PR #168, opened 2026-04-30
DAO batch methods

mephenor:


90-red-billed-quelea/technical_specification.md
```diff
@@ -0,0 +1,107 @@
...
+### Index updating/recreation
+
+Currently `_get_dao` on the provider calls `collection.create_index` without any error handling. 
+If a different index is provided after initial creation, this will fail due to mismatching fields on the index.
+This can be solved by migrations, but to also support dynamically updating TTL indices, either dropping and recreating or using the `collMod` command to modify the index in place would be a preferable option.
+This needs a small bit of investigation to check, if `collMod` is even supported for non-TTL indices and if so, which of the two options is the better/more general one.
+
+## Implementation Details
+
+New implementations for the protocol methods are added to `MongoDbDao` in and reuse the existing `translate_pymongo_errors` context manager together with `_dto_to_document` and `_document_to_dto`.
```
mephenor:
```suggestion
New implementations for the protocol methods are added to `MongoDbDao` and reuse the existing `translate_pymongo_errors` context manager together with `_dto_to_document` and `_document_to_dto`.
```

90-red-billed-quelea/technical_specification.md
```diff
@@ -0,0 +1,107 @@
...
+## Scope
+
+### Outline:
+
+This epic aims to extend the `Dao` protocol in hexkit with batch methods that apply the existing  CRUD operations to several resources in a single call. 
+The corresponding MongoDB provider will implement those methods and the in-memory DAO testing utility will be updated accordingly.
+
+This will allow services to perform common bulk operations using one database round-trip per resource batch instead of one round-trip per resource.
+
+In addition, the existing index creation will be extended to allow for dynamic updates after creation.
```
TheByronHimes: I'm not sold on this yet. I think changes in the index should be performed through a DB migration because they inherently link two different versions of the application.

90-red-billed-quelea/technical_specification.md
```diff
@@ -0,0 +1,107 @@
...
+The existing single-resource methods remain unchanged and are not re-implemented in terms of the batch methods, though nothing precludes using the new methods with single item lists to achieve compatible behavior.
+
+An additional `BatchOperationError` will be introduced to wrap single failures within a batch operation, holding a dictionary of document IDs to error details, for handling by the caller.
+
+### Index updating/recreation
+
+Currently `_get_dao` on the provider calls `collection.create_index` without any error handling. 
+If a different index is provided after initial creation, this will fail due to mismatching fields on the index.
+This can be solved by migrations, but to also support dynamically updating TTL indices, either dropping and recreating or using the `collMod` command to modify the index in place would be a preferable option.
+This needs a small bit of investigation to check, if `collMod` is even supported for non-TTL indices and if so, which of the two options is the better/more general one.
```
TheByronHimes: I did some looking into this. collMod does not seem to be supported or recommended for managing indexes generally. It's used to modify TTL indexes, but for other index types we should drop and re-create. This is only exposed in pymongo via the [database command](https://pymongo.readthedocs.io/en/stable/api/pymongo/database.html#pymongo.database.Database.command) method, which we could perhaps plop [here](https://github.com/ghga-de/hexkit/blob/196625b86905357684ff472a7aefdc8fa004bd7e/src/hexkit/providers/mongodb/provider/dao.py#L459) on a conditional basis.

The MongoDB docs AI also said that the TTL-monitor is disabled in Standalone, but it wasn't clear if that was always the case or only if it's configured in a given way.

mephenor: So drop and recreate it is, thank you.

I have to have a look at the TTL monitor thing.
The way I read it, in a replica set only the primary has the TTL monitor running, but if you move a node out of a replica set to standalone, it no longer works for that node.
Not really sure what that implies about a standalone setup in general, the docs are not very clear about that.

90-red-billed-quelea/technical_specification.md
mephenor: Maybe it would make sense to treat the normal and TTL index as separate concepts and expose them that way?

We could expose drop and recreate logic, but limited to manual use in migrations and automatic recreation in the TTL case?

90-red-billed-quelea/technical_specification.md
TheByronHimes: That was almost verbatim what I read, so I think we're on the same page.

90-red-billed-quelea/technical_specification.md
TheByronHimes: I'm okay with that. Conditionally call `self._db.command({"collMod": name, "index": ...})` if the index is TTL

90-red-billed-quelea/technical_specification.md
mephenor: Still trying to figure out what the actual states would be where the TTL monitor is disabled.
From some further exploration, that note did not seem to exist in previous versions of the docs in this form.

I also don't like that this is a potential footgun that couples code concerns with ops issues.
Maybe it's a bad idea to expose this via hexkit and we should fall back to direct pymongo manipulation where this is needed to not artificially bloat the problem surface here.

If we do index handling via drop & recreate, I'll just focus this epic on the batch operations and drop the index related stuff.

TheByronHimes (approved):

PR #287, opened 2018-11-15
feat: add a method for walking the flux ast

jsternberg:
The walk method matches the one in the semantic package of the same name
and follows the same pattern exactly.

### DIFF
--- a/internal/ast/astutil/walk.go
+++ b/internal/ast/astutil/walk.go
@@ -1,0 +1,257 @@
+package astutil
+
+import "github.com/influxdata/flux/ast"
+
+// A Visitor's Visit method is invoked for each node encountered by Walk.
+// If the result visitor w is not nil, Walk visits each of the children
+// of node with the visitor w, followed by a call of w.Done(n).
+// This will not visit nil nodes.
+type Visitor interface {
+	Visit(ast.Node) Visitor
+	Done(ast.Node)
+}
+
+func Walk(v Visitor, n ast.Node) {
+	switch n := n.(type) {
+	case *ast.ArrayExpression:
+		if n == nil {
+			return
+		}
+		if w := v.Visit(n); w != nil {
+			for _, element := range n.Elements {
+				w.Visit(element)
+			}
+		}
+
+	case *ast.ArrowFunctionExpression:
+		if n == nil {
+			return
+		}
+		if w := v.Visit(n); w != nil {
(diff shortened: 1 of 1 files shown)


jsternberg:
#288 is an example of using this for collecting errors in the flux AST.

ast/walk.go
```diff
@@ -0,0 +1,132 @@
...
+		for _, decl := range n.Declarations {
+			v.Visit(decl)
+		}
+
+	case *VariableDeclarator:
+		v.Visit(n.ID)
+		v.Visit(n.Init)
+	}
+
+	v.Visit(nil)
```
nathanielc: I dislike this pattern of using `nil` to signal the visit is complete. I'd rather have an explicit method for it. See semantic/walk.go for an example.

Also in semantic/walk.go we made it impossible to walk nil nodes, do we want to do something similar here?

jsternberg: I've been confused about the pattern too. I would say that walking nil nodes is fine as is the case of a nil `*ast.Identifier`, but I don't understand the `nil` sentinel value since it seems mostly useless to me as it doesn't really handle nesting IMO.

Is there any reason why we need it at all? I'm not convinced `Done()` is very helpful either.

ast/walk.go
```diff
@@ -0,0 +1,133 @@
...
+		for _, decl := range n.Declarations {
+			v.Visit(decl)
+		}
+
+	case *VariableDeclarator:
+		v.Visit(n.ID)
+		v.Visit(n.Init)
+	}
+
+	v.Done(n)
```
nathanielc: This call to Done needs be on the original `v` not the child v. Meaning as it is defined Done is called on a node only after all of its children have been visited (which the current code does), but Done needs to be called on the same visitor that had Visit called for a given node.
-=-=-
## Task objective
Each record above must be given again exactly.

## Output of the task
PR #168, opened 2026-04-30
DAO batch methods

mephenor:


90-red-billed-quelea/technical_specification.md
```diff
@@ -0,0 +1,107 @@
...
+### Index updating/recreation
+
+Currently `_get_dao` on the provider calls `collection.create_index` without any error handling. 
+If a different index is provided after initial creation, this will fail due to mismatching fields on the index.
+This can be solved by migrations, but to also support dynamically updating TTL indices, either dropping and recreating or using the `collMod` command to modify the index in place would be a preferable option.
+This needs a small bit of investigation to check, if `collMod` is even supported for non-TTL indices and if so, which of the two options is the better/more general one.
+
+## Implementation Details
+
+New implementations for the protocol methods are added to `MongoDbDao` in and reuse the existing `translate_pymongo_errors` context manager together with `_dto_to_document` and `_document_to_dto`.
```
mephenor:
```suggestion
New implementations for the protocol methods are added to `MongoDbDao` and reuse the existing `translate_pymongo_errors` context manager together with `_dto_to_document` and `_document_to_dto`.
```

90-red-billed-quelea/technical_specification.md
```diff
@@ -0,0 +1,107 @@
...
+## Scope
+
+### Outline:
+
+This epic aims to extend the `Dao` protocol in hexkit with batch methods that apply the existing  CRUD operations to several resources in a single call. 
+The corresponding MongoDB provider will implement those methods and the in-memory DAO testing utility will be updated accordingly.
+
+This will allow services to perform common bulk operations using one database round-trip per resource batch instead of one round-trip per resource.
+
+In addition, the existing index creation will be extended to allow for dynamic updates after creation.
```
TheByronHimes: I'm not sold on this yet. I think changes in the index should be performed through a DB migration because they inherently link two different versions of the application.

90-red-billed-quelea/technical_specification.md
```diff
@@ -0,0 +1,107 @@
...
+The existing single-resource methods remain unchanged and are not re-implemented in terms of the batch methods, though nothing precludes using the new methods with single item lists to achieve compatible behavior.
+
+An additional `BatchOperationError` will be introduced to wrap single failures within a batch operation, holding a dictionary of document IDs to error details, for handling by the caller.
+
+### Index updating/recreation
+
+Currently `_get_dao` on the provider calls `collection.create_index` without any error handling. 
+If a different index is provided after initial creation, this will fail due to mismatching fields on the index.
+This can be solved by migrations, but to also support dynamically updating TTL indices, either dropping and recreating or using the `collMod` command to modify the index in place would be a preferable option.
+This needs a small bit of investigation to check, if `collMod` is even supported for non-TTL indices and if so, which of the two options is the better/more general one.
```
TheByronHimes: I did some looking into this. collMod does not seem to be supported or recommended for managing indexes generally. It's used to modify TTL indexes, but for other index types we should drop and re-create. This is only exposed in pymongo via the [database command](https://pymongo.readthedocs.io/en/stable/api/pymongo/database.html#pymongo.database.Database.command) method, which we could perhaps plop [here](https://github.com/ghga-de/hexkit/blob/196625b86905357684ff472a7aefdc8fa004bd7e/src/hexkit/providers/mongodb/provider/dao.py#L459) on a conditional basis.

The MongoDB docs AI also said that the TTL-monitor is disabled in Standalone, but it wasn't clear if that was always the case or only if it's configured in a given way.

mephenor: So drop and recreate it is, thank you.

I have to have a look at the TTL monitor thing.
The way I read it, in a replica set only the primary has the TTL monitor running, but if you move a node out of a replica set to standalone, it no longer works for that node.
Not really sure what that implies about a standalone setup in general, the docs are not very clear about that.

90-red-billed-quelea/technical_specification.md
mephenor: Maybe it would make sense to treat the normal and TTL index as separate concepts and expose them that way?

We could expose drop and recreate logic, but limited to manual use in migrations and automatic recreation in the TTL case?

90-red-billed-quelea/technical_specification.md
TheByronHimes: That was almost verbatim what I read, so I think we're on the same page.

90-red-billed-quelea/technical_specification.md
TheByronHimes: I'm okay with that. Conditionally call `self._db.command({"collMod": name, "index": ...})` if the index is TTL

90-red-billed-quelea/technical_specification.md
mephenor: Still trying to figure out what the actual states would be where the TTL monitor is disabled.
From some further exploration, that note did not seem to exist in previous versions of the docs in this form.

I also don't like that this is a potential footgun that couples code concerns with ops issues.
Maybe it's a bad idea to expose this via hexkit and we should fall back to direct pymongo manipulation where this is needed to not artificially bloat the problem surface here.

If we do index handling via drop & recreate, I'll just focus this epic on the batch operations and drop the index related stuff.

TheByronHimes (approved):

PR #287, opened 2018-11-15
feat: add a method for walking the flux ast

jsternberg:
The walk method matches the one in the semantic package of the same name
and follows the same pattern exactly.

### DIFF
--- a/internal/ast/astutil/walk.go
+++ b/internal/ast/astutil/walk.go
@@ -1,0 +1,257 @@
+package astutil
+
+import "github.com/influxdata/flux/ast"
+
+// A Visitor's Visit method is invoked for each node encountered by Walk.
+// If the result visitor w is not nil, Walk visits each of the children
+// of node with the visitor w, followed by a call of w.Done(n).
+// This will not visit nil nodes.
+type Visitor interface {
+	Visit(ast.Node) Visitor
+	Done(ast.Node)
+}
+
+func Walk(v Visitor, n ast.Node) {
+	switch n := n.(type) {
+	case *ast.ArrayExpression:
+		if n == nil {
+			return
+		}
+		if w := v.Visit(n); w != nil {
+			for _, element := range n.Elements {
+				w.Visit(element)
+			}
+		}
+
+	case *ast.ArrowFunctionExpression:
+		if n == nil {
+			return
+		}
+		if w := v.Visit(n); w != nil {
(diff shortened: 1 of 1 files shown)


jsternberg:
#288 is an example of using this for collecting errors in the flux AST.

ast/walk.go
```diff
@@ -0,0 +1,132 @@
...
+		for _, decl := range n.Declarations {
+			v.Visit(decl)
+		}
+
+	case *VariableDeclarator:
+		v.Visit(n.ID)
+		v.Visit(n.Init)
+	}
+
+	v.Visit(nil)
```
nathanielc: I dislike this pattern of using `nil` to signal the visit is complete. I'd rather have an explicit method for it. See semantic/walk.go for an example.

Also in semantic/walk.go we made it impossible to walk nil nodes, do we want to do something similar here?

jsternberg: I've been confused about the pattern too. I would say that walking nil nodes is fine as is the case of a nil `*ast.Identifier`, but I don't understand the `nil` sentinel value since it seems mostly useless to me as it doesn't really handle nesting IMO.

Is there any reason why we need it at all? I'm not convinced `Done()` is very helpful either.

ast/walk.go
```diff
@@ -0,0 +1,133 @@
...
+		for _, decl := range n.Declarations {
+			v.Visit(decl)
+		}
+
+	case *VariableDeclarator:
+		v.Visit(n.ID)
+		v.Visit(n.Init)
+	}
+
+	v.Done(n)
```
nathanielc: This call to Done needs be on the original `v` not the child v. Meaning as it is defined Done is called on a node only after all of its children have been visited (which the current code does), but Done needs to be called on the same visitor that had Visit called for a given node.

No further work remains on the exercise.